Supplied material>
Start of Block
PR #750, opened 2015-06-11
Optional encoding for JsonAttribute

grbinho:
In case we want to log already valid JSON message, we need to be able to disable additional encoding JsonAttribute does.

Here we can decide to add additional object into the context that is already JSON formatted. To be able to write correct JSON it the log, we need to disable additional encoding that JsonAttribute does, so we just set encode="false"

        <attribute name="Timestamp" layout="${longdate}"/>
        <attribute name="LogLevel" layout="${level}"/>
        <attribute name="MachineName" layout="${machinename}"/>
        <attribute name="Logger" layout="${logger}"/>
        <attribute name="Message" layout="${message}"/>
        <attribute name="Exception" layout="${exception:format=ToString}"/>
        <attribute name="Details" layout="${event-context:item=Details}" encode="false" />
    </layout>


304NotModified:
Thanks!

We have some line endings issue, so I will compare this on my PC this weekend. 

There are some unit tests failing:

 - NLog.UnitTests.SourceCodeTests.VerifyFileHeader: the file must start with the header (just copy from another file)
- NLog.UnitTests.SourceCodeTests.VerifyNamespacesAndClassNames: the class name should be the same as the file and the namespace and the folders should also by in-sync.

Could you fix that?

grbinho:
Ok. Will check it out. I think this is related to my VS extension (Trailing Whitespace Visualizer). I think it removes all trailing whitespace on save.

304NotModified:
We fixed the EOL in master. Can you revert the changes in `MessageQueueTargetTests`?

grbinho:
Hi. Hope I did it :)

304NotModified:
it's still there and I our fault ;)

I had the same issues local. I followed: https://help.github.com/articles/dealing-with-line-endings/#refreshing-a-repository-after-changing-line-endings

304NotModified:
So 
> git rm --cached -r .
> git reset --hard
> git add .

grbinho:
Oh yes. I will do it now.

grbinho:
I did it, no changes to commit. I'm syncing master now..

304NotModified:
Ow yes, you need to revert "MessageQueueTargetTests".

304NotModified:
I learned a trick:

No white-space comparison:

https://github.com/NLog/NLog/pull/750/files?w=1

304NotModified:
So it still only a white space issue. We really don't want to change this file in this PR. So please try a revert on that file.

grbinho:
I will revert to come commit before my changes.

grbinho:
I reverted the file and did the cache+reset..

304NotModified:
Nice! Thanks! The lne ending issue has been resolved as you can see

grbinho:
Great! Sorry for the noobnes on my side. Still getting accustomed to git :)

304NotModified:
No problem at all. This was advanced git stuff, I needed also some tutorials.

src/NLog/Layouts/JsonAttribute.cs
```diff
@@ -45,17 +45,19 @@ public class JsonAttribute
...
         /// </summary>
         /// <param name="name">The name of the attribute.</param>
         /// <param name="layout">The layout of the attribute's value.</param>
-        public JsonAttribute(string name, Layout layout)
+        /// <param name="encode">Encode value with json-encode, true by default</param>
+        public JsonAttribute(string name, Layout layout, bool? encode)
         {
             this.Name = name;
             this.Layout = layout;
+            this.Encode = encode ?? true;
```
304NotModified: What's the benefit of `bool? ` here? 

This is also not backwards compatible!

src/NLog/Layouts/JsonLayout.cs
```diff
@@ -76,18 +76,26 @@ protected override string GetFormattedMessage(LogEventInfo logEvent)
...
                     {
                         sb.Append(", ");
                     }
 
                     first = false;
 
-                    sb.AppendFormat("\"{0}\": \"{1}\"", col.Name, text);
+                    if(col.Encode)
+                    {
+                        sb.AppendFormat("\"{0}\": \"{1}\"", col.Name, text);
```
304NotModified: Please explain this (comments) and less code duplication is preferred

tests/NLog.UnitTests/Layouts/JsonLayoutTests.cs
```diff
@@ -70,9 +70,9 @@ public void JsonLayoutRenderingAndEncodingSpecialCharacters()
             {
                 Attributes =
                     {
-                        new JsonAttribute("date", "${longdate}"),
-                        new JsonAttribute("level", "${level}"),
-                        new JsonAttribute("message", "${message}"),
+                        new JsonAttribute("date", "${longdate}", true),
+                        new JsonAttribute("level", "${level}", true),
+                        new JsonAttribute("message", "${message}", true),
```
304NotModified: Please don't change existing unit tests, without good reason. (this is also a hint that it isn't backwards compatible)

src/NLog/Layouts/JsonAttribute.cs
grbinho: Actually, none. What I wanted to do is optional parameter, but that will not binary compatible. I will change it using multiple constructors. What is the preference?

tests/NLog.UnitTests/Layouts/JsonLayoutTests.cs
grbinho: Ok. Will return to previous state.

src/NLog/Layouts/JsonLayout.cs
grbinho: This will enable user to store already formatted JSON in one of the attributes. This code does not encode or additionaly escape attributes that have col.Encode == false. I will refactor for duplication

src/NLog/Layouts/JsonAttribute.cs
304NotModified: Adding a new ctor has the preference.

src/NLog/Layouts/JsonAttribute.cs
```diff
@@ -56,6 +56,18 @@ public JsonAttribute(string name, Layout layout)
         {
             this.Name = name;
             this.Layout = layout;
+            this.Encode = true;
```
304NotModified: This is a bit inconsistent. The first ctor calls the third, but the second is fully separated. I would suggest that the second ctor also calls the third one (with `this(name, layout, true)

src/NLog/Layouts/JsonLayout.cs
```diff
@@ -76,18 +76,29 @@ protected override string GetFormattedMessage(LogEventInfo logEvent)
...
 
                     first = false;
 
-                    sb.AppendFormat("\"{0}\": \"{1}\"", col.Name, text);
+                    var format = "\"{0}\": \"{1}\"";
+
+                    //If encoding was disabled for current attribute,
+                    //Do not escape the value of the attribute.
+                    //This enables user to write already formated JSON.
+                    if(col.Encode == false)
```
304NotModified: I suggest: `if(!col.Encode)`

src/NLog/Layouts/JsonLayout.cs
```diff
@@ -76,18 +76,29 @@ protected override string GetFormattedMessage(LogEventInfo logEvent)
...
                     }
 
                     first = false;
 
-                    sb.AppendFormat("\"{0}\": \"{1}\"", col.Name, text);
+                    var format = "\"{0}\": \"{1}\"";
+
+                    //If encoding was disabled for current attribute,
+                    //Do not escape the value of the attribute.
+                    //This enables user to write already formated JSON.
```
304NotModified: The really important difference is here that the escaped value is always a string? (the quotes).

src/NLog/Layouts/JsonLayout.cs
```diff
@@ -76,18 +76,29 @@ protected override string GetFormattedMessage(LogEventInfo logEvent)
...
+                    if (!first)
                     {
                         sb.Append(", ");
                     }
 
                     first = false;
 
-                    sb.AppendFormat("\"{0}\": \"{1}\"", col.Name, text);
+                    var format = "\"{0}\": \"{1}\"";
+
```
304NotModified: if-else is preferred. The current contruct I would use if I change  (not overwrite) the `format` in the `if`

tests/NLog.UnitTests/Layouts/JsonLayoutTests.cs
```diff
@@ -104,5 +104,47 @@ public void JsonLayoutRenderingAndEncodingLineBreaks()
...
+            ev.TimeStamp = new DateTime(2010, 01, 01, 12, 34, 56);
+            ev.Level = LogLevel.Info;
+            ev.Message = "{ \"hello\" : \"world\" }";
+
+            Assert.Equal("{ \"date\": \"2010-01-01 12:34:56.0000\", \"level\": \"Info\", \"message\": { \"hello\" : \"world\" } }", jsonLayout.Render(ev));
+        }
+
+        [Fact]
+        public void JsonLayoutRenderingAndEncodingMessageAttribute()
+        {
```
304NotModified: good test cases :+1:

304NotModified:
The code looks good, but I think we could improve it a bit more (see comments)

src/NLog/Layouts/JsonAttribute.cs
grbinho: Makes sense :)

304NotModified:
This PR is ready to merge for 4.1

304NotModified:
We release this in 4.1. :) 

Can you add the option (with example)  on the wiki?

grbinho:
Sure. Will do this weekend.

304NotModified:
:+1:

grbinho:
Updated wiki page
https://github.com/NLog/NLog/wiki/JsonLayout

304NotModified:
Looks good.  Thanks!

PR #751, opened 2015-06-12
Fix incorrect loglevel obsolete message

### LINKED ISSUE #745: Questionable obsolete message
So I have `logger.Debug( message, exception);`

And I get 

```
Error: 'NLog.Logger.Debug(string, System.Exception)' is obsolete: 'Use Debug(LogLevel level, Exception exception, string message, params object[] args) method instead.'	
```

But seems i should be using `logger.Debug(exception, message);` and not `Debug(LogLevel level, Exception exception, string message, params object[] args)`.

So am I mistaken or is the obsolete wrong?

SimonCropp:
fixes #745


304NotModified:
Thanks! :+1: :+1:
End of Block
Task requirements>
Exactly the lines from the one with "We release this in 4.1. :)" through the end of the entries, both included, should be written out, and no others.

Response to the exercise>
We release this in 4.1. :) 

Can you add the option (with example)  on the wiki?

grbinho:
Sure. Will do this weekend.

304NotModified:
:+1:

grbinho:
Updated wiki page
https://github.com/NLog/NLog/wiki/JsonLayout

304NotModified:
Looks good.  Thanks!

PR #751, opened 2015-06-12
Fix incorrect loglevel obsolete message

### LINKED ISSUE #745: Questionable obsolete message
So I have `logger.Debug( message, exception);`

And I get 

```
Error: 'NLog.Logger.Debug(string, System.Exception)' is obsolete: 'Use Debug(LogLevel level, Exception exception, string message, params object[] args) method instead.'	
```

But seems i should be using `logger.Debug(exception, message);` and not `Debug(LogLevel level, Exception exception, string message, params object[] args)`.

So am I mistaken or is the obsolete wrong?

SimonCropp:
fixes #745


304NotModified:
Thanks! :+1: :+1:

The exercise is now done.